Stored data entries

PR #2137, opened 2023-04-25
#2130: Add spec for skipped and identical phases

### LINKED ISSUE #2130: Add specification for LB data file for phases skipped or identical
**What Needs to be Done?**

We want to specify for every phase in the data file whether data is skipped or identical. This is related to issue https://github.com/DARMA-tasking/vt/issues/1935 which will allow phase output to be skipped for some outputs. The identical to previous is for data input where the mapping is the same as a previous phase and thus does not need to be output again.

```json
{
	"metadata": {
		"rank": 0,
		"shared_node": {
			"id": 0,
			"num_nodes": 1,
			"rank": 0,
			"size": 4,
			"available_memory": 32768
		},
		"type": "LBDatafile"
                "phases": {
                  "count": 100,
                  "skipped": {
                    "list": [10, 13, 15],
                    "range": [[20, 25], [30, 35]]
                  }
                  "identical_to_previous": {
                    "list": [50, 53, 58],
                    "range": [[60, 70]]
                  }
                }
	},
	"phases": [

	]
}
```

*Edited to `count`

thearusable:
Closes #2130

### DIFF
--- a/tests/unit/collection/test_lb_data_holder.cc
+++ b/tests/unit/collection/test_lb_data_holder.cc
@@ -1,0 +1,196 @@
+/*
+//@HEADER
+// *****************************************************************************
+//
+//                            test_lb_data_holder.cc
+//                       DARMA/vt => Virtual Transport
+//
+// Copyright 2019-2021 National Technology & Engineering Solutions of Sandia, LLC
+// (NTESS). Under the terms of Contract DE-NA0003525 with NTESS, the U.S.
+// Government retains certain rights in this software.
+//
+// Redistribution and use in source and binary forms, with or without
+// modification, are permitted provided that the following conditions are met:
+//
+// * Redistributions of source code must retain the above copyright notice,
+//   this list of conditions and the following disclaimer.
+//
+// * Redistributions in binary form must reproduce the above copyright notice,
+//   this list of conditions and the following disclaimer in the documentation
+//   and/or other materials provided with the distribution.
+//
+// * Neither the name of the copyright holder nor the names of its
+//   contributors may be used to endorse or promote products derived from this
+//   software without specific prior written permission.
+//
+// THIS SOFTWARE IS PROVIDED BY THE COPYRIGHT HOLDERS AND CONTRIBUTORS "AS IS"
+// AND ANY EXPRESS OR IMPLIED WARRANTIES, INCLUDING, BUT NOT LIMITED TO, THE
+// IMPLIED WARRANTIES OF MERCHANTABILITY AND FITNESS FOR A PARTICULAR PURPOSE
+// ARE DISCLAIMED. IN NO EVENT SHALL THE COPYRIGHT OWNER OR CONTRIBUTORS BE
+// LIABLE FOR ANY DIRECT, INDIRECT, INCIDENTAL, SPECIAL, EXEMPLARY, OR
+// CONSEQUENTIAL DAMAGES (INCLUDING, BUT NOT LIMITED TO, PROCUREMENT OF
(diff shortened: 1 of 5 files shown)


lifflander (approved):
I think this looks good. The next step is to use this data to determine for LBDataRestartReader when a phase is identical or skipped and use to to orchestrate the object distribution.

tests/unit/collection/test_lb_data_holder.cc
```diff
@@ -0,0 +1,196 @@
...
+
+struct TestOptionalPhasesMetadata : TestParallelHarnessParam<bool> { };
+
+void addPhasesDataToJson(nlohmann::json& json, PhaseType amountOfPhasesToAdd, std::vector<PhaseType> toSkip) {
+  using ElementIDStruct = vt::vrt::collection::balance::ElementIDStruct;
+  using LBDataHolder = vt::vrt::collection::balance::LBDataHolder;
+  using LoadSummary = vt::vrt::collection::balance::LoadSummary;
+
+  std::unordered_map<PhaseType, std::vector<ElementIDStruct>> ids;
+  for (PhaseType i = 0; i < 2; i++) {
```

--

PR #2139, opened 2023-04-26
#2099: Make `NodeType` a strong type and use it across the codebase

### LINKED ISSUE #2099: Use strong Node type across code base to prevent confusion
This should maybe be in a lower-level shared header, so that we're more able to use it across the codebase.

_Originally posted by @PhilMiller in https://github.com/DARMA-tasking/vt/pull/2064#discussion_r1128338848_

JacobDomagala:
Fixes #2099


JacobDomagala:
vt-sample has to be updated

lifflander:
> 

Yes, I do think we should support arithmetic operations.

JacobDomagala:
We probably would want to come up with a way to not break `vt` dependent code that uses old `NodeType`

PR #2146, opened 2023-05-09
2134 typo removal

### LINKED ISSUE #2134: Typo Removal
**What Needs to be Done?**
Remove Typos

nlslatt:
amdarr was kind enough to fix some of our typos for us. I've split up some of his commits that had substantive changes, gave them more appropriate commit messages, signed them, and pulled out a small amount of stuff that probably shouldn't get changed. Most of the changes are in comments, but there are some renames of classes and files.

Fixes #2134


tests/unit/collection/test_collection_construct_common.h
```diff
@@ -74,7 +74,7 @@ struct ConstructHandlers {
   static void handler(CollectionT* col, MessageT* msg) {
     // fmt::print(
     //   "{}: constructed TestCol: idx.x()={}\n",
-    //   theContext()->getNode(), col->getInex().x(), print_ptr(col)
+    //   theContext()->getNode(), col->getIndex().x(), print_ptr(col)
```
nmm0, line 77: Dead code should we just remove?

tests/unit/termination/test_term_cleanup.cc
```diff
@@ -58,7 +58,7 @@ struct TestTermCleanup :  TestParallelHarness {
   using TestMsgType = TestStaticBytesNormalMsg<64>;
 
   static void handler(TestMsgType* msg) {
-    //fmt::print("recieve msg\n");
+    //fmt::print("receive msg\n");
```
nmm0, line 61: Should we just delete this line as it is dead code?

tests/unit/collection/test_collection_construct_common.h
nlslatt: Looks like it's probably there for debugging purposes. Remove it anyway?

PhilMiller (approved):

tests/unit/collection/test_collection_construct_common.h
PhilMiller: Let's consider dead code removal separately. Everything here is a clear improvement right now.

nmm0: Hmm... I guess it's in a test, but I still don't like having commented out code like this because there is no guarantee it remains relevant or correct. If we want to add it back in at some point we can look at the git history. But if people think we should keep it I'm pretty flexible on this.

[The task]
In the entries above, find the line holding "PhilMiller: Let's consider" and the line holding "nmm0: Hmm... I", then retype exactly those two lines and every line between them, and nothing else.

[Answer to this exercise]
PhilMiller: Let's consider dead code removal separately. Everything here is a clear improvement right now.

nmm0: Hmm... I guess it's in a test, but I still don't like having commented out code like this because there is no guarantee it remains relevant or correct. If we want to add it back in at some point we can look at the git history. But if people think we should keep it I'm pretty flexible on this.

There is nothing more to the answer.